| RECORDS SUPPLIED |
============
PR #10883, opened 2026-05-14
[Remote envs] codebase indexing persistence

moirahuang:
## Description
Adding persistence for codebase indexing based off of https://github.com/warpdotdev/warp/pull/9508/changes/7e20f47b3298526a21045c51d93f41df8c8848da

1. Added a resync proto to better mirror the local state where we have index + resync
2. Separating app vs. local restore behavior
3. Always expose the search codebase tool to better mirror local, instead of only exposing it once indexing is ready 

## Testing
Locally tested + unit tests

### Screenshots / Videos
https://www.loom.com/share/61589523592c4375bfeb911b25da617c

## Agent Mode


app/src/ai/agent/api/impl.rs
```diff
@@ -193,9 +193,7 @@ fn get_supported_tools(params: &RequestParams) -> Vec<api::ToolType> {
             // after a successful connection handshake, so its presence is a
             // sufficient proxy for client availability.
             supported_tools.extend(&[api::ToolType::ReadFiles, api::ToolType::ApplyFileDiffs]);
-            if FeatureFlag::RemoteCodebaseIndexing.is_enabled()
-                && params.remote_codebase_search_available
```
moirahuang, line 213: removing `remote_codebase_search_available` to more closely match local aka always have codebase search available as a tool but we fall back to other methods if indexing isn't done

crates/remote_server/proto/remote_server.proto
```diff
@@ -337,6 +338,10 @@ message IndexCodebase {
   string repo_path = 1;
   string auth_token = 2;
 }
+message ResyncCodebase {
```
moirahuang, line 343: adding this to mirror local where it distinguishes between index and retry

app/src/lib.rs
```diff
@@ -343,6 +350,102 @@ fn determine_agent_source(
...
+            }
+            Some(persistence::RestoredPersistenceData::RemoteCodebaseIndexing(
+                codebase_indices,
+            )) => {
+                let codebase_index_count = codebase_indices.len();
+                log::info!(
+                    "[Remote codebase indexing] Restored daemon codebase index metadata: metadata_count={codebase_index_count}"
+                );
+                Self {
+                    persisted_workspaces: codebase_indices,
```
moirahuang: this is what matters for the local vs. remote case

app/src/remote_server/codebase_index_model.rs
```diff
@@ -148,13 +148,16 @@ impl RemoteCodebaseIndexModel {
                 is_git,
             } => {
                 self.record_navigated_directory(remote_path);
-                if *is_git && should_auto_index_remote_codebase(ctx) {
+                if *is_git
+                    && should_auto_index_remote_codebase(ctx)
+                    && self.should_request_auto_index_for_navigated_git_repo(remote_path)
```
moirahuang, line 186: adding this so we don't just immediately reindex when we cd to a repo, similar to local

app/src/persistence/mod.rs
```diff
@@ -69,6 +69,11 @@ pub enum PersistenceScope {
     RemoteServerDaemon { identity_key: String },
 }
 
+pub enum RestoredPersistenceData {
```
kevinyang372: Why do we need different persistence scope for app and remote daemon? It should be fine if read app-scoped data right

app/src/remote_server/codebase_index_model.rs
```diff
@@ -183,12 +220,42 @@ impl RemoteCodebaseIndexModel {
...
+        }
+    }
 
     fn apply_statuses_snapshot(
         &mut self,
         host_id: &HostId,
         statuses: &[RemoteCodebaseIndexStatusWithPath],
     ) {
+        let status_count = statuses.len();
+        log::info!(
```
kevinyang372: Do we need all of these debugging logs

crates/ai/src/index/full_source_code_embedding/manager.rs
```diff
@@ -298,6 +369,8 @@ impl CodebaseIndexManager {
             max_files_repo_limit: 0,
             embedding_generation_batch_size: 100,
             indexing_enabled: true,
+            #[cfg(feature = "local_fs")]
+            snapshot_storage: SnapshotStorage::app_default(),
```
kevinyang372, line 389: I think we should have a tech spec on this. It's hard for me to grok the high-level approach. There are a lot of moving pieces here

skills-lock.json
```diff
@@ -3,30 +3,35 @@
   "skills": {
     "brandalf": {
       "source": "warpdotdev/common-skills",
+      "ref": "main",
```
kevinyang372: Remove?

crates/remote_server/proto/remote_server.proto
kevinyang372, line 343: Do this need to be a separate proto? Isn't the existing behavior of IndexCodebase to full resync already if it is already indexed?

moirahuang: i mainly added it for better parity with local. it is true that we can just have `IndexCodebase` resync

app/src/persistence/mod.rs
moirahuang: i didn't want to read all the other app scoped data. i can spec this out in more detail for us to discuss though. i had debated this for a while myself

moirahuang: updated so we have the same scope for app and remote and at initialization we filter what data is read for remote

app/src/lib.rs
```diff
@@ -1256,6 +1280,30 @@ pub(crate) fn initialize_app(
             )
         });
 
+    if matches!(launch_mode, LaunchMode::RemoteServerDaemon { .. }) {
```
moirahuang: here is where we explicitly set what data we're setting for remote

crates/ai/src/index/full_source_code_embedding/manager.rs
moirahuang: added a tech spec

app/src/remote_server/codebase_index_model.rs
moirahuang: cleaned up

app/src/remote_server/server_model.rs
```diff
@@ -1274,6 +1306,42 @@ impl ServerModel {
         }
     }
 
+    fn prepare_codebase_index_request(
```
moirahuang, line 1338: added this to reduce repeated shared logic

app/src/lib.rs
```diff
@@ -1258,6 +1279,30 @@ pub(crate) fn initialize_app(
...
+        let codebase_index_count = persisted_workspaces.len();
+        log::info!(
+            "[Remote codebase indexing] Restored daemon codebase index metadata: metadata_count={codebase_index_count}"
+        );
+        cloud_objects = Default::default();
```
kevinyang372: This seems like a potential footgun here. Someone could easily add a new field and forget to update it here

Could we make sure we initialize all of them to be default and branch off on remote / local on assigning values?

app/src/remote_server/codebase_index_model.rs
```diff
@@ -237,6 +281,59 @@ impl RemoteCodebaseIndexModel {
         search_availability_for_status(status, remote_path)
     }
 
+    fn resolve_remote_repo_path(
+        &self,
+        host_id: &HostId,
+        current_working_directory: Option<&str>,
+        explicit_repo_path: Option<&str>,
```
kevinyang372: What is explicit_repo_path here? Not sure I fully understand what it means

app/src/remote_server/server_model.rs
```diff
@@ -94,6 +95,16 @@ enum HandlerOutcome {
     Async(Option<SpawnedFutureHandle>),
 }
 
+struct CodebaseIndexRequest {
+    repo_path: PathBuf,
+}
+
+#[derive(Clone, Copy)]
+enum CodebaseIndexRequestPathKind {
```
kevinyang372: I am not sure if I would understand what this means as a reader -- can we just have an operation type enum (Drop / Sync / Index) that derives things like the canonicalization behavior / auth name / operation name / ?

kevinyang372 (approved):

app/src/remote_server/codebase_index_model.rs
moirahuang: renamed to `requested_codebase_path`

app/src/lib.rs
moirahuang: good call, updated

PR #10885, opened 2026-05-14
Add auth secret dropdown picker for non-Oz orchestration

advait-m:
Loom for run agents card: https://www.loom.com/share/10263029b97d4bada81f24b2081e3410
Loom for plan card: https://www.loom.com/share/f3e9b7dc44044b8187c723c8d59e4ae4
Fixes https://linear.app/warpdotdev/issue/QUALITY-700/api-key-configuration-for-orchestration-card-in-line-and-plan

## Description

Adds an "API key" picker to the orchestration plan card and the `run_agents` confirmation card. When the orchestration harness is set to a non-Oz harness (Claude Code or Codex) running on Cloud, the user can now pick a managed secret that will be injected into each cloud child agent as it spawns. This unblocks the multi-harness local → cloud orchestration flow that broke when the team-scoped Anthropic / OpenAI blanket env var was removed — Ian's screenshot of a Claude Code child failing to authenticate with no Oz-side fix was the immediate motivation.

Note that we haven't added the ability to add in a new secret via this flow yet - I'll follow up on that in another PR, but this should unblock the demo I believe. We can pop up a modal for new secret flow.

Let me know if I missed anything here - I have less context on these codepaths/product flows!

### High-level design

The selection lives in the same per-harness setting that cloud single-agent mode already uses, so picking a key from either the plan card, the confirmation card, or the existing single-agent cloud picker is unified — change it in one place and every surface reflects the choice. The picker is gated by the same condition cloud-mode applies: only shown when execution mode is Cloud and the harness has at least one supported managed-secret type. Local harness children continue to inherit credentials from the user's shell environment as they did before.

On dispatch, the selected secret flows through the existing orchestration pipeline as a Rust-only field that does not round-trip through the multi-agent proto. The orchestrate request carries it from the UI into the per-child Start-Agent dispatch, where it gets mapped into the harness-specific config shape the cloud worker already understands. No server or proto changes are needed because the cloud spawn API has supported per-harness auth secrets ever since the single-agent feature shipped — this PR just teaches the orchestration pathway to populate that field instead of leaving it empty. The persistence story is also reused: the secret name is stored client-side in the same settings entry as cloud mode, so it survives across sessions and across both UIs without introducing new state.

Two flow-control subtleties worth flagging for reviewers: the picker's action handler intentionally does not re-render its own dropdown (the user's click already updated the selection, and a self-update would trip the UI framework's circular-update guard), and the confirmation card's streaming/auto-launch paths re-seed the secret from settings after every proto-derived state rebuild so a plan-card pick survives the auto-launch handoff. Both came up during local testing and are documented inline.

## Testing

Manual:
- Created an API key for myself for both CC and Codex, tested with that - see Looms

Automated:
- Added unit tests covering: Claude/Codex auth-secret propagation through the orchestrate → start-agent conversion, whitespace-only names being normalized to None, Local mode ignoring the field.
- Updated the existing orchestration / start-agent / convert-from / block-tests test suites for the new struct field; all 131 orchestration/run_agents/start_agent tests pass.

### DIFF
--- a/app/src/ai/blocklist/inline_action/orchestration_controls.rs
+++ b/app/src/ai/blocklist/inline_action/orchestration_controls.rs
@@ -31,13 +31,15 @@ use warp_cli::agent::Harness;
 use warp_core::channel::{Channel, ChannelState};
 use warp_core::ui::theme::Fill;
 
+use crate::ai::auth_secret_types::auth_secret_types_for_harness;
 use crate::ai::cloud_agent_settings::CloudAgentSettings;
 use crate::ai::cloud_environments::CloudAmbientAgentEnvironment;
 use crate::ai::execution_profiles::model_menu_items::available_model_menu_items;
-use crate::ai::harness_availability::HarnessAvailabilityModel;
+use crate::ai::harness_availability::{AuthSecretFetchState, HarnessAvailabilityModel};
 use crate::ai::harness_display;
 use crate::appearance::Appearance;
 use crate::menu::{MenuItem, MenuItemFields};
+use crate::report_if_error;
 use crate::ui_components::blended_colors;
 use crate::view_components::dropdown::{Dropdown, DropdownAction, DropdownStyle};
 use crate::view_components::FilterableDropdown;
@@ -56,6 +58,12 @@ pub const ORCHESTRATION_PICKER_MAX_WIDTH: f32 = 205.;
 
 const DEFAULT_MODEL_LABEL: &str = "Default model";
 
+/// Label shown in the auth secret picker when no secret is selected
+/// (the child agent will inherit credentials from its environment).
+const AUTH_SECRET_INHERIT_LABEL: &str = "Inherit key from environment";
+/// Label for the auth secret column.
+pub const AUTH_SECRET_COLUMN_LABEL: &str = "API key";
+
 // ── Action trait ────────────────────────────────────────────────────
 
 /// Trait that both `RunAgentsCardViewAction` and
@@ -67,6 +75,9 @@ pub trait OrchestrationControlAction: Clone + Debug + Send + Sync + 'static {
     fn harness_changed(harness_type: String) -> Self;
     fn environment_changed(environment_id: String) -> Self;
     fn worker_host_changed(worker_host: String) -> Self;
+    /// Fires when the auth secret picker selects a managed secret.
+    /// `None` means "clear the selection / inherit from environment".
+    fn auth_secret_changed(name: Option<String>) -> Self;
 }
 
 // ── Shared edit state ───────────────────────────────────────────────
@@ -80,6 +91,12 @@ pub struct OrchestrationEditState {
     pub model_id: String,
     pub harness_type: String,
     pub execution_mode: RunAgentsExecutionMode,
+    /// Managed-secret name selected for the active harness, when the
+    /// harness is non-Oz and the execution mode is Cloud.
+    /// Persisted side-channel via `CloudAgentSettings.last_selected_auth_secret`
+    /// and propagated onto `RunAgentsRequest.harness_auth_secret_name` at
+    /// dispatch time. The proto does NOT carry this field.
+    pub auth_secret_name: Option<String>,
 }
 
 impl OrchestrationEditState {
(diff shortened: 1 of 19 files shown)


app/src/ai/blocklist/inline_action/run_agents_card_view.rs
```diff
@@ -531,6 +553,17 @@ impl RunAgentsCardView {
...
+                // harness; re-resolve the auth secret from settings so
+                // the auto-launched dispatch carries the user's
+                // plan-card pick instead of `None`.
+                if self.state.orch.auth_secret_name.is_none() {
+                    self.state.orch.auth_secret_name = oc::resolve_default_auth_secret_for_harness(
+                        &self.state.orch.harness_type,
+                        ctx,
+                    );
+                }
+
```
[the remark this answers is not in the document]
advait-m: taking a look at this + below

app/src/ai/blocklist/inline_action/orchestration_controls.rs
```diff
@@ -710,6 +735,170 @@ pub fn persist_environment_selection<V: View>(environment_id: &str, ctx: &mut Vi
...
+                        ),
+                    ));
+                }
+            }
+            AuthSecretFetchState::NotFetched | AuthSecretFetchState::Loading => {
+                items.push(MenuItem::Item(
+                    MenuItemFields::new("Loading…").with_disabled(true),
+                ));
+            }
+            AuthSecretFetchState::Failed(_) => {
```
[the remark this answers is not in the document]
advait-m: fixed - added `HarnessAvailabilityEvent::AuthSecretsFetchFailed`

app/src/ai/blocklist/inline_action/run_agents_card_view.rs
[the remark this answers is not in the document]
advait-m: fixed - removed gating

app/src/ai/harness_availability.rs
```diff
@@ -60,8 +60,24 @@ pub struct AuthSecretEntry {
...
+    /// Emitted when a lazy auth-secrets fetch fails. Subscribers should
+    /// re-render so any "Loading…" placeholders can transition to an
+    /// error state — without this signal the picker would otherwise be
+    /// stuck on the loading placeholder until the next refetch.
+    ///
+    /// `harness` is kept on the payload for future subscribers that
+    /// need to filter by harness; current subscribers ignore it.
+    AuthSecretsFetchFailed {
+        #[allow(dead_code)]
+        harness: Harness,
```
liliwilson: nit: can we remove this if we don't need it now? Can always add it back later

crates/ai/src/agent/action/mod.rs
```diff
@@ -193,6 +193,13 @@ pub struct RunAgentsRequest {
     pub execution_mode: RunAgentsExecutionMode,
     pub agent_run_configs: Vec<RunAgentsAgentRunConfig>,
     pub plan_id: String,
+    /// Name of a managed secret to forward as the authentication credential
+    /// for non-Oz cloud child agents (Claude / Codex). Resolved client-side
+    /// from `CloudAgentSettings.last_selected_auth_secret` at dispatch time;
+    /// not serialized to the wire — the field is populated by the UI on
+    /// Accept and consumed by `launch_remote_child` when building the
+    /// `AgentConfigSnapshot.harness_auth_secrets`.
```
liliwilson: mega nit but comment seems to deviate from precedent for this struct

liliwilson (approved):
Nice, this makes sense to me! Thanks for getting it out so quickly

One UI comment: 
Image
I think for the plan mode, API key should probably be just below the harness selector (or at least shouldn't be in between the model selector and the "Primary model..." subtext)

advait-m:
> Nice, this makes sense to me! Thanks for getting it out so quickly
> 
> One UI comment: Image I think for the plan mode, API key should probably be just below the harness selector (or at least shouldn't be in between the model selector and the "Primary model..." subtext)

good catch, fixed

image

crates/ai/src/agent/action/mod.rs
advait-m: agree, missed cleaning, thanks, fixing

app/src/ai/harness_availability.rs
advait-m: yep can do

PR #10889, opened 2026-05-14
[Remote envs] codebase indexing UI

moirahuang:
## Description
Add UI for remote codebase indexing repos

## Testing
Locally tested + added unit tests

### Screenshots / Videos
image (1)

## Agent Mode

### DIFF
--- a/app/src/remote_server/codebase_index_model.rs
+++ b/app/src/remote_server/codebase_index_model.rs
@@ -240,22 +240,6 @@ impl RemoteCodebaseIndexModel {
         host_id: &HostId,
         statuses: &[RemoteCodebaseIndexStatusWithPath],
     ) {
-        let status_count = statuses.len();
-        log::info!(
-            "[Remote codebase indexing] Client received bootstrap codebase index statuses snapshot: host_id={host_id} status_count={status_count}"
-        );
-        for status_with_path in statuses {
-            log::debug!(
-                "[Remote codebase indexing] Client received bootstrap codebase index status: repo_path={} state={:?} has_root_hash={}",
-                status_with_path.status.repo_path,
-                status_with_path.status.state,
-                status_with_path
-                    .status
-                    .root_hash
-                    .as_deref()
-                    .is_some_and(|root_hash| !root_hash.is_empty()),
-            );
-        }
         self.statuses.retain(|key, _| key.host_id != *host_id);
         for status_with_path in statuses {
             self.apply_status_update(
@@ -266,20 +250,6 @@ impl RemoteCodebaseIndexModel {
     }
 
     fn apply_status_update(&mut self, remote_path: RemotePath, status: RemoteCodebaseIndexStatus) {
-        log::info!(
-            "[Remote codebase indexing] Client applying codebase index status update: host_id={} state={:?} has_root_hash={}",
-            remote_path.host_id,
-            status.state,
-            status
-                .root_hash
-                .as_deref()
-                .is_some_and(|root_hash| !root_hash.is_empty()),
-        );
-        log::debug!(
-            "[Remote codebase indexing] Client applying codebase index status update: repo_path={} state={:?}",
-            status.repo_path,
-            status.state,
-        );
         self.statuses.insert(remote_path, status);
     }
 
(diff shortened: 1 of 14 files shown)


app/src/remote_server/codebase_index_model.rs
```diff
@@ -169,19 +214,22 @@ impl RemoteCodebaseIndexModel {
         match event {
             RemoteServerManagerEvent::CodebaseIndexStatusesSnapshot { host_id, statuses } => {
                 self.apply_statuses_snapshot(host_id, statuses);
+                ctx.emit(RemoteCodebaseIndexModelEvent::SettingsEntriesChanged);
```
kevinyang372: nit: for these branches, should we only emit the event when an entry is actually updated?

app/src/terminal/writeable_pty/remote_server_controller.rs
```diff
@@ -538,16 +583,52 @@ impl<T: EventLoopSender> RemoteServerController<T> {
...
+
+    connection_label_from_user_and_host(&session_info.user, host.as_deref())
+}
+
+fn connection_label_from_user_and_host(user: &str, host: Option<&str>) -> String {
+    match (user.is_empty(), host.filter(|host| !host.is_empty())) {
+        (false, Some(host)) => format!("{user}@{host}"),
+        (false, None) => user.to_string(),
+        (true, Some(host)) => host.to_string(),
+        (true, None) => String::new(),
```
kevinyang372: Should we have some better fallback if user is empty and host is None?

crates/remote_server/src/manager.rs
```diff
@@ -589,6 +589,11 @@ pub struct RemoteServerManager {
     sessions: HashMap<SessionId, RemoteSessionState>,
     /// Reverse index: host → sessions for O(1) lookup by `HostId`.
     host_to_sessions: HashMap<HostId, HashSet<SessionId>>,
+    /// User-facing connection labels by host, used by host-scoped UI.
+    host_labels: HashMap<HostId, String>,
```
kevinyang372: Why do we need to cache both host and session labels?

app/src/settings_view/code_page.rs
```diff
@@ -131,15 +139,39 @@ struct LspServerRowMouseStates {
...
+struct IndexingStatusPresentation {
+    text: Cow<'static, str>,
+    color: ColorU,
+    icon: Option<Icon>,
+    show_retry: bool,
+    show_delete: bool,
+}
+
+#[derive(Clone)]
+enum IndexingActionTarget {
```
kevinyang372: This is just LocalOrRemotePath -- we shouldn't need another enum

app/src/settings_view/code_page.rs
```diff
@@ -523,6 +583,10 @@ pub enum CodeSettingsPageAction {
     ToggleAutoIndexing,
     ManualResync(PathBuf),
```
kevinyang372, line 580: Can these methods be `ManualResync(LocalOrRemotePath)` and `DeleteIndex(LocalOrRemotePath)`

app/src/settings_view/code_page.rs
```diff
@@ -1398,6 +1509,61 @@ impl CodePageWidget {
             .finish()
     }
 
+    #[cfg(not(target_family = "wasm"))]
+    fn render_remote_workspace_row(
```
kevinyang372, line 1488: On a high-level, we should make sure as much of this logic between remote and local workspace row

The difference I could tell is:
1. Remote workspace has a different label
2. It doesn't render some actions (e.g. open project context)

kevinyang372 (approved):
Approving to unblock

app/src/settings_view/code_page.rs
moirahuang: refactored to share more logic

crates/remote_server/src/manager.rs
moirahuang: removed cache of host

moirahuang:
i'm going to wait to merge this because it's currently stacked on top of the persistence PR and i don't want to make that PR harder to review

PR #226, opened 2024-07-02
Fix Regex of Friendly Name allowing 1 char

PavlosTze:
## **Why?**
Fix Regex of Friendly Name allowing 1 char

### **How?**
Replaced the regex with the correct one.

### **Testing**
Ensure that name is between 1 and 24 chars (not less, not more).


pantelisss (approved):
👌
============
| ABOUT THIS TASK |
Your answer must consist only of the lines from the start of the records above through the line with "1. Added a resync", each retyped exactly.

| RESPONSE BOX |
PR #10883, opened 2026-05-14
[Remote envs] codebase indexing persistence

moirahuang:
## Description
Adding persistence for codebase indexing based off of https://github.com/warpdotdev/warp/pull/9508/changes/7e20f47b3298526a21045c51d93f41df8c8848da

1. Added a resync proto to better mirror the local state where we have index + resync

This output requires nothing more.